The complete soundtrack album in its entirety was released on 3 April 2019, at Sathyam Cinemas, Chennai. Featuring director Karu Palaniappan, composers D. Imman, Sean Roldan, producer S. R. Prabhu and other celebrities along with the film's cast and crew in attendance, the event also featured Bant Singh, an activist singer. A book on Bant Singh, who has done a role in the film, was launched at the event as a gesture of his personal rebellion against discrimination. The film's trailer was launched at the event.

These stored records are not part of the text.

PR #5221, opened 2021-10-16
Long Island fixes / NYCR part 8

yakra:
Operation NYCR is now just over 50% complete. Carl Rogers eat your heart out.


yakra:
* [x] NY212 -> NY212_W
* [ ] A graph connection should be added with I-87. This is what Jason, who originally drafted usact, usari & usanj, would have called "a bit rampy". The example from my states I always think of first is [NH US3 & pals @ I-93(20)](https://travelmapping.net/hb/showroute.php?r=nh.us003&lat=43.453168&lon=-71.570821&zoom=15). The layout is a bit more like [US1 @ US7](https://travelmapping.net/hb/showroute.php?r=ct.us001&lat=41.118111&lon=-73.419893&zoom=15), though the execution is a bit different, with the NY212 split begging for a point where NY32 turns the corner. (Right here on NY32, compare [I-84](https://travelmapping.net/hb/showroute.php?r=ny.ny032&lat=41.519471&lon=-74.020343&zoom=16).) `I-87_N` will become an AltLabel of the new `I-87` point (also on NY212), and `I-87_S` will be collapsed into `NY212_W`.
* [ ] `US9W_Bet` and`US9W_Ken` should become `US9W_BetS` and `US9W_BetN`. Similar for US9W itself.
* [ ] Check over the rest of the 9W/32 junctions too.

British-Indian musician Susheela Raman who also played a supporting role in the film, performed two songs which were released as bonus singles, after the soundtrack release on 19 May 2019.

| No. | Title | Music | Singer(s) | Length |
|---|---|---|---|---|
| 1. | "Very Very Bad" | Santhosh Narayanan | Santhosh Narayanan, Pradeep Kumar | 3:34 |
| 2. | "Kaaththellam" | Santhosh Narayanan | Pradeep Kumar | 3:43 |
| 3. | "Desaandhiri" | Santhosh Narayanan | Siddharth, Santhosh Narayanan | 3:43 |
| 4. | "Manamengum Maaya Oonjaal" | Santhosh Narayanan | Dhee, Ananthu, Haricharan | 4:14 |
| 5. | "Theevira Vyaadhi" (Lyrics written by Arivu) | Santhosh Narayanan | Arivu | 3:13 |
| 6. | "Venpura" | Santhosh Narayanan | T. M. Krishna, Santhosh Narayanan | 6:00 |
| 7. | "Aasai Mugam" (Lyrics written by Subramaniya Bharathi) | Susheela Raman, Sam Mills | Susheela Raman | 5:03 |
| 8. | "Ullam Uruguthayaa" (Lyrics written by Andavan Pichai) | Susheela Raman, Sam Mills | Susheela Raman | 4:44 |
| Total length: |  |  |  | 34:15 |

== Censorship issues ==
The film faced issues on censoring, despite wrapping the shoot months ago. The Central Board of Film Certification (CBFC), disapproved to censor the film as there are some scenes in the film that resemble the issues that happened in the Yogi Adityanath government in Uttar Pradesh, and there are also reports that some dialogues have been asked to be muted and names of characters which resemble real-life prominent figures have been asked to be changed, in the hope of avoiding a controversy later on. The censor issues were cleared after the makers appealed the Film Certification Appeal Tribunal (FCAT), regarding the issue, where the film received an "A" certificate with minor cuts. Actor Jiiva revealed that 25 cuts of the film are available in YouTube.

== Release ==
The film was initially scheduled to release on 24 January 2020, but director Murugan announced that the film would release on 6 March 2020.